The Six-Party Talks: Outlining a true restart

The Six-Party Talks: Outlining a true restart

CISAC's Robert Carlin, John Lewis argue in the Bulletin of the Atomic Scientists that the U.S. needs a 'serious reality check' when it comes to dealing with North Korea.

Article Highlights

• A lot has changed since the Six-Party Talks with North Korea began almost eight years ago.

• For starters, Pyongyang has now conducted two nuclear tests, making its nuclear status much less ambiguous.

• Consequently, Washington must adjust its goals in any future negotiations with the North--especially its stance that Pyongyang must first denuclearize.

Originally created to deal with an earlier nuclear crisis in 2002, the multi-party negotiations were intended to replace, and improve upon, the 1994 U.S.-North Korean Agreed Framework, which froze Pyongyang's fissile production program in an attempt to prevent the North from getting nuclear weapons. Unfortunately, whatever promise these talks first held vanished in October 2006 when North Korea decided to attempt a nuclear test. And any remaining shreds of promise disappeared completely last May with Pyongyang's second nuclear test.

So the North Korea we are dealing with today (i.e., a de facto nuclear weapon state) is much different than the North Korea we were dealing with in 2002 (i.e., a country whose nuclear status was ambiguous). Making matters worse, we have painted ourselves into a corner by vowing that we will never "accept" Pyongyang as a nuclear-armed state.

Escaping from this corner will require a delicate, but not impossible, diplomatic dance. We don't have to give up our ultimate goal of denuclearizing North Korea and bringing it within the confines of the Nuclear Non-Proliferation Treaty. But we do have to free ourselves from out-of-date thinking so we can actually tackle this challenge instead of merely posturing about it.

Without a doubt, in 2010, the diplomatic dance is far more difficult than it was before October 2006. The dilemma is that Pyongyang has likely concluded that Washington can neither wrest away its nuclear weapons status nor build enough international pressure to convince it to do so. Most critically, North Korea's two nuclear tests appear to have transformed the country's self-image and bargaining strategy. Pyongyang sees no reason to heed the call for negotiations explicitly designed to relieve the regime of what it worked so long and hard to achieve.

Put another way, the last eight years of talks may have convinced Pyongyang that Washington will never be able to force the North into giving up its tiny, but politically crucial, nuclear stockpile. This may also signal that the space for negotiations has narrowed, and that there is less room to find the golden midpoint: Giving Pyongyang enough of what it wants (i.e., prestige, security, respect, and/or material rewards) so that it will surrender its nuclear weapons.

Things never should have gotten so bad, but numerous failed policies since 2002 have produced consequences that cannot be erased by U.S. presidential cycles. In other words, simply because a new president is sworn into office doesn't mean the other players will blindly accept an offer to turn back the clock or indulge U.S. attempts to press the "reset" button.

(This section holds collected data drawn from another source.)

PR #660, opened 2021-02-26
fix #634: don't reuse rest client & more

### LINKED ISSUE #634: Typesafe Client: don't reuse RestClient instance and close when closeable
The `GraphQlClientBuilderImpl` uses a constant for `ClientBuilder.newClient()`, but that means registered filters will be reused for other clients.

And the MP Rest Client closes some things when the interface is closeable; we should do the same.

t1:
don't invoke methods inherited from Object
close client when closeable api is closed

Signed-off-by: Rüdiger zu Dohna <snackbox@sinntr.eu>


phillip-kruger (approved):

phillip-kruger:
Are you also backporting this ?

PR #680, opened 2021-03-14
667 render.js path

t1:


phillip-kruger:
I think this will break Quarkus. Give me a few days to check. In Quarkus we basically override the first two line:

```
const api = '/graphql';
const ui = '/graphql-ui';
```

Both is configurable and not always relative. I think WF will have to do the same. We can maybe make that easier, so create a java api that can be called with parameters that return the bytes of render.js.

We do something like that for OpenAPI

phillip-kruger:
Closing as discussed

PR #682, opened 2021-03-14
fix #624: typesafe client: `@Name` annotation on methods, too

### LINKED ISSUE #624: Typesafe Client: use `@Name` on method
When a method is named with `@Name`, use that name instead of the method name.

t1:
(but not `@JsonbProperty`, yet)

Signed-off-by: Rüdiger zu Dohna <snackbox@sinntr.eu>

### DIFF
--- a/client/implementation/src/main/java/io/smallrye/graphql/client/typesafe/impl/reflection/ParameterInfo.java
+++ b/client/implementation/src/main/java/io/smallrye/graphql/client/typesafe/impl/reflection/ParameterInfo.java
@@ -3,8 +3,6 @@ package io.smallrye.graphql.client.typesafe.impl.reflection;
 import java.lang.annotation.Annotation;
 import java.lang.reflect.Parameter;
 
-import javax.json.bind.annotation.JsonbProperty;
-
 import org.eclipse.microprofile.graphql.Id;
 import org.eclipse.microprofile.graphql.Input;
 import org.eclipse.microprofile.graphql.Name;
@@ -106,12 +104,9 @@ public class ParameterInfo {
     public String getName() {
         if (parameter.isAnnotationPresent(Name.class))
             return parameter.getAnnotation(Name.class).value();
-        JsonbProperty jsonbProperty = parameter.getAnnotation(JsonbProperty.class);
-        if (jsonbProperty != null && !jsonbProperty.value().isEmpty())
-            return jsonbProperty.value();
         if (!parameter.isNamePresent())
             throw new GraphQlClientException("Missing name information for " + this + ".\n" +
-                    "You can either annotate all parameters with @Name or @JsonbProperty, " +
+                    "You can either annotate all parameters with @Name, " +
                     "or compile your source code with the -parameters options, " +
                     "so the parameter names are compiled into the class file and available at runtime.");
         return parameter.getName();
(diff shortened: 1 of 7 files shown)


client/implementation/src/main/java/io/smallrye/graphql/client/typesafe/impl/reflection/ParameterInfo.java
```diff
@@ -104,9 +106,12 @@ public Object getValue() {
     public String getName() {
         if (parameter.isAnnotationPresent(Name.class))
             return parameter.getAnnotation(Name.class).value();
+        JsonbProperty jsonbProperty = parameter.getAnnotation(JsonbProperty.class);
```
phillip-kruger, line 109: Can you not use Jandex here ? Then we do not need the optional dependency on Jakarta json bind

t1: Yeah, I already thought about that. But that would only make sense if _all_ reflection would be done via Jandex. I want to do that anyways, so I can fully use Power-Annotations, but that would mean a larger rewrite.

Should I remove the dependency and thereby the support for JSON-B for now? We currently don't need it in our project.

phillip-kruger: Maybe we just add a ticket so that we remember to do this later ? Also, maybe change to provided ? And maybe handle classnotfound ? I am not sure to be honest. Maybe we can discuss this afternoon ?

phillip-kruger:
@t1 As discussed - waiting on you to decide how to proceed. Let me know .

t1:
I've removed the dependency on `JSON-B`. Everything else would have been half-hearted.

client/implementation/src/main/java/io/smallrye/graphql/client/typesafe/impl/reflection/ParameterInfo.java
t1: Filed the Jandex topic as #693

pom.xml
```diff
@@ -177,7 +178,12 @@
                 <groupId>jakarta.validation</groupId>
                 <artifactId>jakarta.validation-api</artifactId>
                 <version>${version.jakarta-validation}</version>
-                <scope>provided</scope>
+            </dependency>
+
+            <dependency>
+                <groupId>jakarta.json.bind</groupId>
+                <artifactId>jakarta.json.bind-api</artifactId>
+                <version>${version.jsonb}</version>
```
phillip-kruger, line 186: We can remove this now right ?

phillip-kruger (changes requested):

pom.xml
t1: Yes, of course. Sorry. I just had seen that there are other modules that also depend on json-b, but they inherit the version from the `smallrye-parent-pom`, so it was wrong anyway.

pom.xml
```diff
@@ -177,7 +177,6 @@
                 <groupId>jakarta.validation</groupId>
                 <artifactId>jakarta.validation-api</artifactId>
                 <version>${version.jakarta-validation}</version>
-                <scope>provided</scope>
```
phillip-kruger, line 180: Sorry, I should have asked this in the prev review, why are we removing provided ?

phillip-kruger (changes requested):

pom.xml
t1: sorry, that was an accidental change

phillip-kruger (approved):
Thanks !

phillip-kruger:
I am planning a 1.0.x release soon, do you want this in there too ?

t1:
No, we're on 1.1 already.

PR #699, opened 2021-03-19
fix #627: typesafe client: multi query

### LINKED ISSUE #627: Support for multiple queries in same request (Client)
Is there a possibility to make multiple queries in same request ? 
Example: 
`{
    findHero(id: 1) {
         name
    }
    findVillain(id: 2) {
        name
    }
}`

In this case there are 2 queries that are made in the same http request. Is this possible with current client API ? 

P.S. This is a great API, great work. :)

t1:


phillip-kruger (changes requested):
there is a Multi in Mutiny .... I wonder if we should not name this something else to not confuse the two ? How about writing the full name (Multiple) ?

t1:
>  How about writing the full name (Multiple) ?

Sure!

phillip-kruger (approved):

PR #715, opened 2021-03-30
Fix #702 correctly identify get/setters…

### LINKED ISSUE #702: Getters aren't recognised correctly
Currently, all methods that start with `get` and a following capital letter are recognised as getters, regardless of parameters. Something like, for example, (Map's) `getOrDefault(K key, V value)` is added to the schema as `orDefault`, but at runtime it is (correctly) ignored.
Such methods shouldn't be added to the schema.

ybroeker:
…by name, return type and parameters


phillip-kruger (approved):
Thanks @ybroeker !

phillip-kruger:
If you want this in Quarkus soon (i.e before Quarkus 2) then please backport to the 1.0.x branch

PR #719, opened 2021-03-31
Fix #700, fix #701

### LINKED ISSUE #700: `static` fields shouldn't be added to Types & Inputs
Currently, `static` fields are added to the schema on types and inputs, which means constants must be explicitly ignored. 
Those fields should be ignored by default.

Especially for inputs, as these field cannot be used at runtime.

So what do we do now? For starters, Washington needs to accept the reality that North Korea is a country with nuclear weapons; that there is--in the short term at least--little we can do about it; and that continuing to focus on denuclearizing Pyongyang gains us nothing. In fact, the only way to advance U.S. interests on the nuclear issue with North Korea is to admit that the ground has shifted. We don't have to shout it from the rooftops, but getting the North to abandon its nuclear weapons program cannot remain our overriding objective, as crucial as that might seem. Rather, it's time we refocused our work, keeping the nuclear problem on the agenda but not letting it completely dominate our approach.

To move forward constructively, we should first resume efforts by several U.S. administrations--from Reagan to Bush to Clinton--to prod the North into becoming a state more fully integrated into the global community. That will take years of hard work, conducted simultaneously on several fronts, but we had better get on with it. Next, we need to sit down and talk with the North Koreans to better refine our assumptions about what will work and what won't work.

Waiting around for significant political change in Pyongyang to solve our problems is the longest of long shots. North Korea as we know it isn't going to disappear any time soon, and the problems that flow from its anomalous policies won't lessen if Washington keeps banging its collective head against the same old wall.